Linking the Hydraulics
To function properly, a remote control valve needs to be connected to the pipe and the electrical control system, then sized properly for the demands of the system. A variety of pipes exist, but the most common are polyvinyl chloride (PVC) and high-density polyethylene (HDPE or PE) pipe. The size of the valve, measured in inches or millimeters, correlates to the size of the pipe connection. PVC systems will use a slip or threaded valve connection. The most common thread type in the U.S. is National Pipe Thread (NPT). In international markets, British Standard Pipe (BSP) is often used. It’s important to note that the two are not interchangeable. HDPE or PE systems will use a compression fitting or an adapter. Once the hydraulic side of the valve is linked, connecting the solenoid to the electrical control system is simple.

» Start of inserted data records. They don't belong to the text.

PR #7141, opened 2023-11-08
Fix daily Bundler CI

deivid-rodriguez:

[Daily Bundler CI](https://github.com/rubygems/rubygems/actions/runs/6791813468/job/18464010210#step:6:163) against ruby-head is failing because ruby-head now uses bigdecimal 3.1.5, so that gets locked by this spec.

Bump fake big decimal version used by this test to 99.1.4, so that the test is stable until bigdecimal 99.1.5 is bundled with Ruby :)

### DIFF
--- a/bundler/spec/commands/lock_spec.rb
+++ b/bundler/spec/commands/lock_spec.rb
@@ -387,7 +387,7 @@ RSpec.describe "bundle lock" do
         build_gem "sequel", "5.72.0" do |s|
           s.add_dependency "bigdecimal", ">= 0"
         end
-        build_gem "bigdecimal", %w[1.4.4 3.1.4]
+        build_gem "bigdecimal", %w[1.4.4 99.1.4]
       end
 
       gemfile <<~G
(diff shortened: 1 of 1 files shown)


simi (approved):

simi:
> Bump fake big decimal version used by this test to 99.1.4, so that the test is stable until bigdecimal 99.1.5 is bundled with Ruby :)

That should give us enough time IMHO. :muscle: :smile:

bundler/spec/commands/lock_spec.rb
```diff
@@ -387,7 +387,7 @@
         build_gem "sequel", "5.72.0" do |s|
           s.add_dependency "bigdecimal", ">= 0"
         end
-        build_gem "bigdecimal", %w[1.4.4 3.1.4]
+        build_gem "bigdecimal", %w[1.4.4 99.1.4]
```
martinemde, line 390: May we live long enough to see this test fail.

martinemde (approved):

PR #7142, opened 2023-11-08
Improve specs

deivid-rodriguez:

Easier troubleshooting of CI issues like the one that happens in the last CI run in master: https://github.com/rubygems/rubygems/actions/runs/6780542603/job/18449283187

We only notice the issue when checking the lockfile, but I think the issue happened earlier:

* The `bundle install` command did touch the network, which is what the failing test tries to check that's not happening. We can raise immediately if this test touches the network.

Connecting the Electrical Components
There are two basic types of solenoids: AC and DC. Use an AC solenoid when powering with 24 VAC from the controller. Use DC-latching solenoids when powering with battery- or solar-powered controllers. If you have a two-wire system, connect the solenoid to the decoder according to the manufacturer’s instructions.
Sizing the System
Sizing the valve for system demands means ensuring your valve is suited to the quality, pressure, and volume of the water supplied. If the system uses reclaimed water, opt for a valve with a more robust diaphragm and internal filters designed for this water type. If a system must withstand extremely high pressures, address this with a pressure regulator at the point of connection and a valve suited to the final operating pressure of the system. Check manufacturer specifications for the pressure rating of the specific valve. It will vary by material, manufacturer, and model. Additional pressure regulation at the valve can help provide proper pressure to the system downstream of the valve.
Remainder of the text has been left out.